Jorn and I travelled one spring to Denmark. We spent a day at Rungstedlund, the family home she returned to, grief stricken and demoralised, when she left Africa in 1931, her marriage to Baron Blixen long ended, her coffee farm a failure and the great love of her life, Denys Finch Hatton, killed in an air crash.

Jorn knew every detail of her life ‘out of Africa’: ill (her husband gave her the syphilis that would ruin her health), lonely and exiled after the loss of her farm, she returned to the family home to live with her mother and her maiden Aunt Bess, not something a fiercely independent 46-year-old woman would ever want to do.

I knew the rooms from photographs: the orderly Danish comfort, the Masai spears brought back from Africa by her brother Thomas hung on the wall behind her desk.
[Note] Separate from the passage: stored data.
PR #4008, opened 2026-01-14
feat: auto-remove temporary item type on scan

PascalRepond:
Adds a new field `remove_temporary_item_type_on_scan` to item types that
automatically removes the temporary item type from items when scanned during
circulation operations (checkout, checkin, validate_request, receive,
return_missing).

When enabled, the temporary item type is removed BEFORE the circulation action,
ensuring that the main item type and its associated circulation policy are used.
The removal info is included in all API JSON responses for consistency.

Changes:
- Add `remove_temporary_item_type_on_scan` field to item type schema and mapping
- Add comprehensive tests covering success and error scenarios
- Add info to API responses when temporary item type is removed

Closes https://tree.taiga.io/project/rero21-reroils/us/2905.

### DIFF
--- a/rero_ils/modules/items/api/record.py
+++ b/rero_ils/modules/items/api/record.py
@@ -1,7 +1,7 @@
 # -*- coding: utf-8 -*-
 #
 # RERO ILS
-# Copyright (C) 2019-2022 RERO
+# Copyright (C) 2019-2026 RERO
 #
 # This program is free software: you can redistribute it and/or modify
 # it under the terms of the GNU Affero General Public License as published by
--- a/rero_ils/modules/items/views/api_views.py
+++ b/rero_ils/modules/items/views/api_views.py
@@ -38,6 +38,7 @@ from rero_ils.modules.circ_policies.api import CircPolicy
 from rero_ils.modules.decorators import check_authentication, check_permission
 from rero_ils.modules.documents.views import record_library_pickup_locations
 from rero_ils.modules.errors import NoCirculationAction, NoCirculationActionIsPermitted
+from rero_ils.modules.item_types.api import ItemType
 from rero_ils.modules.libraries.api import Library
 from rero_ils.modules.loans.api import Loan
 from rero_ils.modules.loans.dumpers import CirculationDumper as LoanCirculationDumper
@@ -46,6 +47,7 @@ from rero_ils.modules.operation_logs.permissions import (
     search_action as op_log_search_action,
 )
 from rero_ils.modules.patrons.api import Patron, current_librarian
+from rero_ils.modules.utils import extracted_data_from_ref
 from rero_ils.permissions import request_item_permission
 
 from ...commons.exceptions import MissingDataException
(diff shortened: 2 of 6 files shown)


rero_ils/modules/items/views/api_views.py
```diff
@@ -142,27 +165,63 @@ def decorated_view(*args, **kwargs):
 
             if not item:
                 abort(404)
+
+            # Check if temporary item type should be removed for circulation actions
+            # We do not remove it for requests or other non-scan actions
+            removed_temp_item_type_name = None
+            should_remove_on_scan = func.__name__ in {
```
jma: This is not clean. A better approach is to add an additional decorator i.e. `@should_remove_on_scan`: https://chatgpt.com/share/6970841f-1a90-8003-8b8e-fa102afd1c26

rero_ils/modules/items/api/record.py
```diff
@@ -439,6 +439,16 @@ def item_type_circulation_category_pid(self):
...
 
+    def remove_temporary_item_type(self):
+        """Remove the temporary item type from this item.
+
+        This method removes the temporary_item_type field and commits/reindexes
+        the item record.
+        """
+        if "temporary_item_type" in self:
+            del self["temporary_item_type"]
+            self.update(self, dbcommit=True, reindex=True)
```
jma: This probably force to index and commit item, holding, document at least twice, is it really required?

rero_ils/modules/items/views/api_views.py
```diff
@@ -142,27 +165,63 @@ def decorated_view(*args, **kwargs):
...
+                "metadata": item_data.dumps(CirculationActionDumper()),
+                "action_applied": action_applied,
+            }
+            if removed_temp_item_type_name:
+                response["removed_temporary_item_type"] = {"name": removed_temp_item_type_name}
+
+            return jsonify(response)
         except NoCirculationAction as error:
-            return jsonify({"status": f"error: {error!s}"}), 400
+            # Return error with info about removed temporary item type if applicable
```
jma, line 222: duplicate code should be refactored

tests/api/circulation/test_temporary_item_type.py
```diff
@@ -99,6 +103,328 @@ def test_checkout_temporary_item_type(
     transaction_end_date = transaction_end_date.strftime("%Y-%m-%d")
     assert transaction_end_date in expected_dates
 
+    # checkin the item to reset its status for other tests
+    checkin_params = {
+        "item_barcode": item.get("barcode"),
+        "transaction_library_pid": lib_martigny.pid,
+        "transaction_user_pid": librarian_martigny.pid,
+    }
+    res, data = postdata(client, "api_item.checkin", checkin_params)
```
jma, line 112: Please be sure that the fixtures are in the same state before and after the test to avoid side effects on other tests.

jma (changes requested):
Nice job.

rero_ils/modules/items/api/record.py
PascalRepond: I don't really see a way to optimise this. When a circulation action happens, the items needs to be commited and indexed before the action so that the correct item_type is considered. If the operation fails, the commit and indexes will happen only once.

Any suggestion?

rero_ils/modules/items/api/record.py
```diff
@@ -439,6 +439,17 @@ def item_type_circulation_category_pid(self):
...
 
+    def remove_temporary_item_type(self):
+        """Remove the temporary item type from this item.
+
+        This method only removes the field from the in-memory object.
+        The caller is responsible for committing and reindexing:
+        - On success, the circulation action's status_update() handles it
+        - On error, the caller must explicitly commit and reindex
+        """
+        if "temporary_item_type" in self:
```
rerowep: Normally we use:
```python
self.pop("temporary_item_type", None)
```

Just a whole function for one line of code?

jma (approved):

I felt a wave of melancholy, but Jorn brushed away my sadness: ‘Coming back home was the making of her!’ Her lover, the dashing Finch Hatton, English aristocrat, scholar, soldier and fabled hunter, turned Tania into his Scheherazade. He recognised and honed her genius as a storyteller during their evenings by the fire as she told long tales. Jorn believed this enabled her to relearn her life. ‘Without her failures in Africa, her Seven Gothic Tales would never have appeared. The success of the Gothic Tales gave her the courage and stamina to write Out of Africa. Writing gave her life purpose.’
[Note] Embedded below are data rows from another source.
PR #4016, opened 2026-01-22
fix(facets): index claims counter for issues without claims

### LINKED ISSUE #4015: Late issues: display a filter for "0 claims"
### How it works

In the late issues view, there is a facet for number of claims but it doesn't show the option "0 claims".

### Improvement suggestion

Implement a way to filter by "0 claims" (NOT _exists_:issue.claims). Preferably directly in the existing facet, or (if not possible) as an additional filter.

PascalRepond:
Previously, issues without claims did not have the `issue.claims.counter` field indexed, making it impossible to filter by "0 claims" in the late issues view facet.

Now the claims counter is always indexed (0 when no claims exist), allowing users to filter issues that have never been claimed.

Closes #4015.

:warning: Requires reindexing items of type issue after deployment.

### DIFF
--- a/rero_ils/modules/items/listener.py
+++ b/rero_ils/modules/items/listener.py
@@ -73,6 +73,12 @@ def enrich_item_data(
         if vendor_pid := record.vendor_pid:
             json["vendor"] = {"pid": vendor_pid, "type": "vndr"}
         # inject claims information: counter and dates
-        if notifications := record.claim_notifications:
-            dates = [notification["creation_date"] for notification in notifications if "creation_date" in notification]
-            json["issue"]["claims"] = {"counter": len(notifications), "dates": dates}
+        notifications = record.claim_notifications
+        claims_data = {"counter": len(notifications) if notifications else 0}
+        if notifications and (
+            dates := [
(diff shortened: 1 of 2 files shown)


rerowep (approved):

rero_ils/modules/items/listener.py
```diff
@@ -73,6 +73,11 @@ def enrich_item_data(
         if vendor_pid := record.vendor_pid:
             json["vendor"] = {"pid": vendor_pid, "type": "vndr"}
         # inject claims information: counter and dates
-        if notifications := record.claim_notifications:
-            dates = [notification["creation_date"] for notification in notifications if "creation_date" in notification]
-            json["issue"]["claims"] = {"counter": len(notifications), "dates": dates}
+        notifications = record.claim_notifications
+        claims_data = {"counter": len(notifications) if notifications else 0}
+        if notifications:
+            if dates := [
```
jma: two if can be an `and`.

jma (approved):

rero_ils/modules/items/listener.py
PascalRepond: Not with `:=`

PR #4034, opened 2026-02-19
refactor(items): split issue sort_date display from ES sort key

PascalRepond:
`issue.sort_date` was always overwritten during ES indexing with `expected_date` as fallback, making it impossible for the UI to distinguish a user-defined sort_date from a computed one without an extra DB call.

Introduce a dedicated `sort_key` field in ES (always populated with `sort_date or expected_date`) used exclusively for sorting. The `sort_date` field is now indexed as-is from the DB record, so its presence in ES reliably signals a user/system-defined override.

:warning: A reindex of all items of type `issue` is required after deployment.

### DIFF
--- a/rero_ils/modules/items/mappings/v7/items/item-v0.0.1.json
+++ b/rero_ils/modules/items/mappings/v7/items/item-v0.0.1.json
@@ -217,6 +217,9 @@
           "sort_date": {
             "type": "date"
           },
+          "sort_key": {
+            "type": "date"
+          },
           "regular": {
             "type": "boolean"
           },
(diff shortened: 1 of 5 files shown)


rerowep (approved):

rero_ils/modules/items/mappings/v7/items/item-v0.0.1.json
```diff
@@ -217,6 +217,9 @@
           "sort_date": {
             "type": "date"
           },
+          "sort_key": {
```
jma, line 220: Why sort_key? Is it a key or a value? You could use for example default_sort_date?

jma (approved):

PR #4019, opened 2026-01-28
refactor(import): route GND subjects to subjects

rerowep:
* Change the dojson transformation logic to route GND subjects directly to the `subjects`. RERO and IDREF subjects are routed to `subjects_imported`. This change affects the SLSP, LOC, DNB, and KUL marc21tojson models.
* Closes rero/rero-ils#4010

PR #4035, opened 2026-02-19
fix(documents): fix subject imports routing condition

rerowep:
* Add field_key condition check before get_mef_link() call in both LOC and SLSP models to ensure the check is applied only for non-imported subjects
* Ensures GND subjects are always routed to subjects field
* Add comprehensive tests for subject field routing with various sources (GND, RERO, IDREF, LCSH, MeSH)

Fixes subject routing for GND subjects in MARC21 to JSON conversion.

### DIFF
--- a/rero_ils/modules/documents/dojson/contrib/marc21tojson/loc/model.py
+++ b/rero_ils/modules/documents/dojson/contrib/marc21tojson/loc/model.py
@@ -602,12 +602,14 @@ def marc21_to_subjects_6XX(self, key, value):
             ):
                 subject["authorized_access_point"] = f"{creator}. {subject['authorized_access_point']}"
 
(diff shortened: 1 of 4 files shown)


jma (approved):

PascalRepond:
## To be tested (from https://github.com/rero/rero-ils/pull/4019)

- [x] IdRef subjects in this import from SLSP. Subjects_imported are created in the editor but remain empty! https://ilsdev.test.rero.ch/professional/records/documents/new?source=slsp&pid=991172604360105501
- [x] Same here for Renouvaud import: https://ilsdev.test.rero.ch/professional/records/documents/new?source=renouvaud&pid=991024408118502851

PascalRepond (approved):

“There is beauty and there is poverty, order and corruption, wild Nature and Nairobi, which now looks like Dubai”

Another friendship brought me even closer to Blixen. I’d known Virginia Graham for years before I learned that she was born in Kenya, that her mother and father were born there, that both sets of grandparents went out to Kenya early in the last century. Her grandfather, Charles Taylor, was a pioneer coffee planter, founder of the Coffee Board and of the Muthaiga Club, doyen of Kenyan growers and adviser to Tania on her plantation. His wife, Kit, Virginia’s grandmother, an eloquent observer, provided a beautiful description of Denys and Tania in Sara Wheeler’s life of Finch Hatton, Too Close to the Sun.
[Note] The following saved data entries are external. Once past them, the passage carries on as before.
PR #4040, opened 2026-02-25
feat(locations): add a public note field

PascalRepond:
Some locations require specific access conditions (e.g. "consultation by appointment", "24-hour notice") that patrons need to be aware of before visiting. A new optional `public_note` field on the location resource makes this possible. The field is exposed through the holdings serializer so it reaches the public and professional interfaces.

Addresses https://tree.taiga.io/project/rero21-reroils/us/2983

### DIFF
--- a/rero_ils/modules/locations/jsonschemas/locations/location-v0.0.1.json
+++ b/rero_ils/modules/locations/jsonschemas/locations/location-v0.0.1.json
@@ -15,6 +15,7 @@
   "propertiesOrder": [
     "name",
     "code",
+    "public_note",
     "is_online",
     "is_pickup",
     "pickup_name",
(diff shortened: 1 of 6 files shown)


rero_ils/modules/locations/jsonschemas/locations/location-v0.0.1.json
```diff
@@ -66,6 +67,13 @@
         }
       }
     },
+    "public_note": {
+      "title": "Public note",
+      "description": "A note displayed to the public for this location.",
+      "type": "string",
+      "minLength": 1,
+      "maxLength": 140
```
jma: Why 140? Can we use the same value for all the notes?

jma (approved):

rero_ils/modules/locations/jsonschemas/locations/location-v0.0.1.json
PascalRepond: Quite similar to `item_type.displayed_status`, this note is meant to be displayed in the holdings header and should not be too long. 140 seemed a good compromise based on what is present in the production.

PR #4044, opened 2026-03-03
refactor(loans): simplify anonymisation to a single 12-month delay

### LINKED ISSUE #4042: Anonymise loans 12 months after closure instead of 3/6 months
### How it works

Currently, loans are anonymized 3 months after they are considered terminated (6 months for patrons who keep their history). Patrons who don't keep their history do not see it in their patron profile.

### Improvement suggestion

Simplify the mechanism to anonymise loans only after 12 months (for all patrons). Keep the fact that a patron that chooses "keep history=False" does not see their history in the patron profile. The profesionnal UI shows the unanoymised history for 12 months. This gives librarians the time to check that everything is in order with the loan. 

This is a request from client libraries and it respects the Swiss legislation: the institutions are allowed to keep the loan data as long as it allows them to perform administrative tasks or verify the items. https://libguides.graduateinstitute.ch/c.php?g=668396&p=4976646

PascalRepond:
Replace the 3-month/6-month two-tier mechanism with a single 12-month delay for all patrons:

- remove RERO_ILS_ANONYMISATION_MIN_TIME_LIMIT; update MAX to 12 months
- simplify can_anonymize() and get_anonymized_candidates(): concluded loans older than 12 months are anonymised unconditionally
- remove keep_history=False immediate anonymisation trigger from the patron listener
- move patron history visibility to circulation_search_factory(): patrons who opt out only see non-concluded loans; librarians see all loans up to 12 months regardless of patron preference
- add test_keep_history_loan_visibility covering patron/librarian search visibility and post-anonymisation exclusion for all users
- Closes #4042.

### DIFF
--- a/rero_ils/config.py
+++ b/rero_ils/config.py
@@ -3619,10 +3619,10 @@ RERO_ILS_DEFAULT_PICKUP_HOLD_DURATION = 10
 # =============================================================================
 # ANONYMIZATION PROCESS CONFIGURATION
 # =============================================================================
-# Specify the delay (in days) under which no loan can"t be anonymized anyway (for circulation management process).
-RERO_ILS_ANONYMISATION_MIN_TIME_LIMIT = 3 * 365 / 12
-# Specify the delay (in days) when a loan should be anonymized anyway after it concluded.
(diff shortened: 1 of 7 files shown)


jma (approved):
Good job.

PR #4045, opened 2026-03-03
feat(patrons): add not_expired facet filter

PascalRepond:
Rename `patron_expired` to `patron_expiration_filter` with an `expired`
parameter to support both expired and active patron filtering.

The Taylor and Graham roots in Kenya were deep. Like so many of the English, they rejoiced to live there, but in 1963 they returned to England. Few of the ‘English Kenyans’ ever returned to Africa. Virginia’s mother, Kathini Graham (née Taylor), always dreamt of building a house in the Rift Valley where she was born, but never felt economically secure enough to do it. After she died in 2012, her three children, all born in Kenya, decided to build ‘Kathini’s House’.

I am a reluctant traveller, but, thanks to Virginia’s patience and persistence, last month I walked into the house where Karen Blixen lived at the foot of the Ngong Hills. Now a museum, it looks exactly as it is described in her writing. Two days later, I was in Kathini’s House, a beautiful place in the Rift Valley. In it is the Kenyan library, the fine china, silver and pictures that were shipped to England 40 years ago, and have now returned to Kenya. I sat on the terrace of Kathini’s House, built by her children, and watched a family of zebras gather by the house.

No one can capture this country on a single page. The writer Martha Gellhorn came close when she described Kenya as ‘the paradise of Africa’. There is beauty and there is poverty, order and corruption, wild Nature and Nairobi, which now looks like Dubai. Life for the English who live here is far from the mythic Happy Valley world, and families who continue to farm—roses, cattle, dairies, coffee, tea—struggle to make it work. When describing an experience, Isak Dinesen often wrote the words: ‘I suddenly understood everything.’ All I can say is: I now understand more about the writer and the country she loved. I am grateful.